On the subject of the controversial COVID vaccines, however, the report is far more deferential. It acknowledges that the shots “had adverse events that must be thoroughly investigated,” and discusses various shortcomings in the government’s reporting systems for adverse vaccine events but still concludes that, overall, the vaccines were “largely safe and effective,” and credits them with saving “millions” of lives.

Operation Warp Speed, the Trump administration initiative to develop vaccines for COVID in a fraction of the time vaccines usually take, “was a tremendous success,” the subcommittee says, and the resulting vaccines “undoubtedly saved millions of lives by diminishing likelihood of severe disease and death.” It even faults President Joe Biden and Vice President Kamala Harris, who were running against Donald Trump for the White House at the time, for “question(ing) the safety and efficacy of COVID-19 vaccinations” before they were released.

“COVID-19 vaccines were tremendously important in reducing the severity of COVID-19 symptoms and were extremely effective in doing so,” the report claims. “However, the Biden Administration oversold the power of these vaccines. On more than one occasion, President Biden himself overstated the vaccine’s ability to prevent infection and transmission. These false statements likely contributed to Americans’ confusion about COVID-19 vaccines and reduced overall vaccine confidence.”

The subcommittee report largely reiterates and aligns with a wealth of previous findings on the failures of lockdowns and forced masking, as well as the origins of COVID-19. On the subject of the vaccines, however, it neglects a large body of evidence of far more widespread harm.

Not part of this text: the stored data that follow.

PR #3507, opened 2022-08-12
feat(schema): Add validation to disallow array members with same name as built-in types

bjoerge:
### Description
Currently it's possible to define inline object types in arrays that shares the same name as a built-in type (e.g. reference, image) - this causes problems with input resolving, and its generally a bad idea to have, for example, an inline array member type named "reference".

image

This change introduces a hard studio error if we detect array members with the same name as a builtin type. It also adds a warning if we find an array member that has the same name as another root level schema type, since it might lead to confusion having two possibly incompatible data types that shares the same `_type` name, and therefore something we would advice against.

image

### What to review
Verify that defining array members with the same name as a built-in type fails the studio with an appropriate error.

For example, the following schema should fail:
```js
export default {
  name: 'author',
  type: 'document',
  title: 'Author',
  fields: [
    {
      type: 'array',
      name: 'contents',
      title: 'Contents',
      of: [
        {
          type: 'object',
          name: 'reference', // <-- 💥 
          title: 'Text',
          fields: [{name: 'title', type: 'string'}],
        },
      ],
    },
  ],
}
```

Help articles to review:
- https://www.sanity.io/help/schema-array-of-type-builtin-type-conflict
- https://www.sanity.io/help/schema-array-of-type-global-type-conflict

### Notes for release

- Add stricter handling of array members with same name as one of the built-in types


rexxars (approved):
Great addition, and really appreciate the thoughtful comments!

PR #3508, opened 2022-08-13
Fix v3 tests

rexxars:
This fixes a wide variety of currently failing tests because of refactors and such. Much of it is based on an expanded  TestProvider from the form tests in order to make it more reusable across test suites.

I also:
- Expanded on the `useDocumentType` tests with the unimplemented `.todo()` tests
- Silenced a few console.warn/console.error outputs from being printed during tests
- Brought in a few fixes from v2 to the `@sanity/export` package as they were causing failing tests
- Upgraded nock used in `@sanity/import` to silence a node deprecation message
- Refactored the CLI test because it needed to work with v2 and v3, and Vite has slightly different behavior
- Added some steps in GitHub actions workflow in order to download Chrome and allow the puppeteer tests to pass
- Temporarily allowed failures on the ETL job. It currently doesn't understand namespace members other than functions, and I am blocked on this until I can discuss which approach to take in extracting this in a way that doesn't require reimplementing every member definition afresh. Will revisit as early as possible.
- Refactored server code to not require a virtual module for the entry (less custom code is better code, and fixes a build issue I saw while working on the CLI tests)

The only two tests I have disabled or deleted are:
- [StudioProvider.test.tsx](https://github.com/sanity-io/sanity/commit/9a5419a59550fa6e22e76ade2069581df95826a0#diff-7c45c4f50cc9f1031e545b6ff4ad29d064ea1b91221b19cf105683dad3d03fe1) - it didn't seem to be testing anything in particular aside from not crashing. I would rather bring it back once we know what we want to test.
- A validation test for nested marks, which I couldn't quite figure out. This one we should investigate more and ensure that v3 validates this correctly, but I didn't feel it was worth blocking the rest of these fixes.


packages/sanity/src/conditional-property/useConditionalProperty.test.tsx
```diff
@@ -1,32 +1,10 @@
 import {renderHook} from '@testing-library/react-hooks'
```
bjoerge, line 1: we might be able to remove these tests - they should be obsolete after resolving conditional properties as part of preparing the form state now. Made a note to check if this is the case and can do that separately.

bjoerge (approved):
Really great work! Just had a couple comments while reading through - but good to merge from what I can tell.

packages/sanity/src/conditional-property/useConditionalProperty.test.tsx
rexxars: Awesome, thanks for checking!

scripts/testCli.js
```diff
@@ -68,23 +67,28 @@ if (!githubWorkspace && !skipDelete) {
   // For debugging clarity
   console.log('Base path is %s', basePath)
 
-  // Schedule cleanup tasks before exiting
-  process.on('exit', cleanup)
+  // Allow running the Sanity CLI tool without specifying absolute path every time
+  const binPath = path.join(basePath, 'packages', '@sanity', 'cli', 'bin', 'sanity')
 
   // Require a clean slate at startup
   cleanup()
```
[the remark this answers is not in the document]
rexxars: Good catch - yes it should!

The federal Vaccine Adverse Event Reporting System (VAERS) reports 38,068 deaths, 218,646 hospitalizations, 22,002 heart attacks, and 28,706 myocarditis and pericarditis cases as of October 25, among other ailments. U.S. Centers for Disease Control & Prevention (CDC) researchers have recognized a “high verification rate of reports of myocarditis to VAERS after mRNA-based COVID-19 vaccination,” leading to the conclusion that “under-reporting is more likely” than over-reporting.

An analysis of 99 million people across eight countries published February in the journal Vaccine “observed significantly higher risks of myocarditis following the first, second and third doses” of mRNA-based COVID vaccines, as well as signs of increased risk of “pericarditis, Guillain-Barré syndrome, and cerebral venous sinus thrombosis,” and other “potential safety signals that require further investigation.” In April, the CDC was forced to release by court order 780,000 previously undisclosed reports of serious adverse reactions, and a study out of Japan found “statistically significant increases” in cancer deaths after third doses of mRNA-based COVID-19 vaccines and offered several theories for a causal link.

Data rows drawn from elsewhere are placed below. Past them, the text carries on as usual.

PR #3511, opened 2022-08-15
fix(form): pass layout option from array input

bjoerge:
### Description

This change introduces an layout option to the array item component and passes it from the array schema type where it's configured

### What to review
Make sure arrays configured with grid layout still works, and that the regression introduced by the previous change is fixed

### Notes for release

N/A


hermanwikner (approved):
Looks good, thank you! 🙏

PR #3512, opened 2022-08-15
chore(pkg-utils): support tsconfig build target

mariuslundgard:
### Description

`pkg-utils bundle` will now respect the `target` defined in `tsconfig.json`. If not defined, it will default to `ESNext`.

In Florida, an ongoing grand jury investigation into the vaccines’ manufacturers is slated to release a report on the safety and effectiveness of the COVID vaccines, and a lawsuit by the state of Kansas has been filed accusing Pfizer of misrepresentation for calling the shots “safe and effective.” The findings of both efforts are highly anticipated.

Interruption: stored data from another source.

PR #3513, opened 2022-08-15
feat(sanity): add `document.unstable_languageFilter` to Config API

mariuslundgard:
### Description

This PR adds a new config property for configuring a custom language filter component in v3. This was possible in v2, using a custom part (which is now deprecated).

With this change, the language filter can be configured like this:

```tsx
import {SelectIcon, TranslateIcon} from '@sanity/icons'
import {Button} from '@sanity/ui'
import {createConfig} from 'sanity'

export default createConfig({
  document: {
    unstable_languageFilter: [CustomLanguageFilter]
  }
})

function CustomLanguageFilter() {
  return <Button icon={TranslateIcon} iconRight={SelectIcon} mode="ghost" text="en_US" />
}
```

This will render a language filter component in the document pane header:
image

### What to review

- Please review the implementation and the DX.


packages/sanity/src/config/configPropertyReducers.ts
```diff
@@ -161,3 +165,24 @@ export const imageAssetSourceResolver: ConfigPropertyReducer<AssetSource[], Conf
...
+ */
+export const _documentLanguageFilterReducer: ConfigPropertyReducer<
+  _DocumentLanguageFilterComponent[],
+  _DocumentLanguageFilterContext
+> = (prev, {document}, context) => {
+  const resolveDocumentLanguageFilter = document?.unstable_languageFilter
+  if (!resolveDocumentLanguageFilter) return prev
+
+  if (typeof resolveDocumentLanguageFilter === 'function')
+    return resolveDocumentLanguageFilter(prev, context)
```
snorrees, line 180: Nitpick: check that the function returned an array?

dev/test-studio/structure/constants.ts
```diff
@@ -1,4 +1,4 @@
-import {simpleArrayOfObjects} from '../schema/debug/simpleArrayOfObjects'
+// import {simpleArrayOfObjects} from '../schema/debug/simpleArrayOfObjects'
```
bjoerge, line 1: was commenting out this intentional?

packages/sanity/src/config/types.ts
```diff
@@ -157,9 +158,31 @@ export interface DocumentPluginOptions {
...
   actions?: DocumentActionComponent[] | DocumentActionsResolver
   productionUrl?: AsyncComposableOption<string | undefined, ResolveProductionUrlContext>
+  unstable_languageFilter?: _DocumentLanguageFilterResolver
   newDocumentOptions?: NewDocumentOptionsResolver
 }
 
+/**
+ * @internal
+ */
+export interface _DocumentLanguageFilterContext extends ConfigContext {
```
bjoerge, line 168: I take the `_`-prefix to mean internal or unstable here - given that we consider the language filter feature to be unstable - would it perhaps add clarity to use the _unstable_ prefix on the accompanying types as well?

bjoerge (approved):
Looks great! Just have a minor comment about using the `_` prefix for internal/unstable interfaces

packages/sanity/src/config/types.ts
mariuslundgard: It uses the `_` prefix since the member is `@internal`. This follows the convention / lint rule defined by API Extractor (Microsoft). Personally think we should follow this convention, but it’s not something we’ve discussed yet.

mariuslundgard: Reference: https://api-extractor.com/pages/messages/ae-internal-missing-underscore/

PR #3514, opened 2022-08-15
fix: string array issues

hermanwikner:
### Description

This PR fixes:
- Render tags input when an array has `options: {layout: 'tags'}`
- Update form field UI for tags array (no border or padding to the left of the field)
- Make it possible to have strings in addition to an object with `title` and `value` in `options.list`. E.g:
```
  options: {
    list: [{title: 'Title', value: 'value'}, 'Hello'],
  }
```
### What to review
Test that the above mentioned fixes works

### Notes for release

fix: string array issues

### DIFF
--- a/packages/sanity/src/form/studio/inputResolver/helpers.ts
+++ b/packages/sanity/src/form/studio/inputResolver/helpers.ts
@@ -8,6 +8,7 @@ export function getOption(type: SchemaType, optionName: string) {
 
 const PSEUDO_OBJECTS = ['array', 'file', 'image', 'reference']
 const HIDDEN_FIELDS = ['asset', 'crop', 'hotspot', '_ref', '_weak']
+const NO_LEVEL_LAYOUTS = ['tags']
 
 export function getObjectFieldLevel(field: ObjectFieldProps): number {
   const {type, fields, options} = field.schemaType
@@ -29,8 +30,9 @@ export function getArrayFieldLevel(field: ArrayFieldProps): number {
   const {options} = field.schemaType
 
   const hasListOptions = (options?.list || [])?.length > 0
+  const isNoLevelLayout = NO_LEVEL_LAYOUTS.includes(options?.layout || '')
 
-  if (hasListOptions) {
+  if (hasListOptions && !isNoLevelLayout) {
     return field.level
   }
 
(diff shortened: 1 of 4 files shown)


packages/sanity/src/form/studio/inputResolver/helpers.ts
```diff
@@ -29,8 +30,9 @@ export function getArrayFieldLevel(field: ArrayFieldProps): number {
   const {options} = field.schemaType
 
   const hasListOptions = (options?.list || [])?.length > 0
+  const isCustomArrayLayout = CUSTOM_ARRAY_LAYOUTS.includes(options?.layout || '')
```
bjoerge, line 33: I'm wondering if we could find a better name than "custom" here - usually "custom" means "user defined". Given that we only handle a single known layout here, maybe we could just write it explicitly?  

```suggestion
const isTagsArray = options?.layout === 'tags'
```

packages/sanity/src/form/studio/inputResolver/resolveArrayInput.ts
```diff
@@ -30,15 +30,15 @@ export function hasOptionsList(type: ArraySchemaType): boolean {
 }
 
 export function resolveArrayInput(type: ArraySchemaType): ComponentType<any> {
+  if (isStringArray(type) && isTagsArray(type)) {
```
bjoerge, line 33: just out of curiosity: was moving this to the top here required?

bjoerge (approved):
Nice work! Approved, but feel free to look at my comments :)

rexxars (approved):

packages/sanity/src/form/studio/inputResolver/helpers.ts
hermanwikner: Good point, I'll rename it 👍

packages/sanity/src/form/studio/inputResolver/resolveArrayInput.ts
hermanwikner: I moved it because the tag layout didn't render if you also had `list` in `options`. Not sure what is the right thing to do here. I'm going to move it back to how it was before for now 👍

All eyes are currently on returning President Trump, and whose health team, which will be helmed by prominent vaccine critic Robert F. Kennedy, Jr. as his nominee for Secretary of Health & Human Services, has given mixed signals as to the prospects of reconsidering the shots for which he has long taken credit, and has nominated both critics and defenders of establishment COVID measures for a number of administration roles.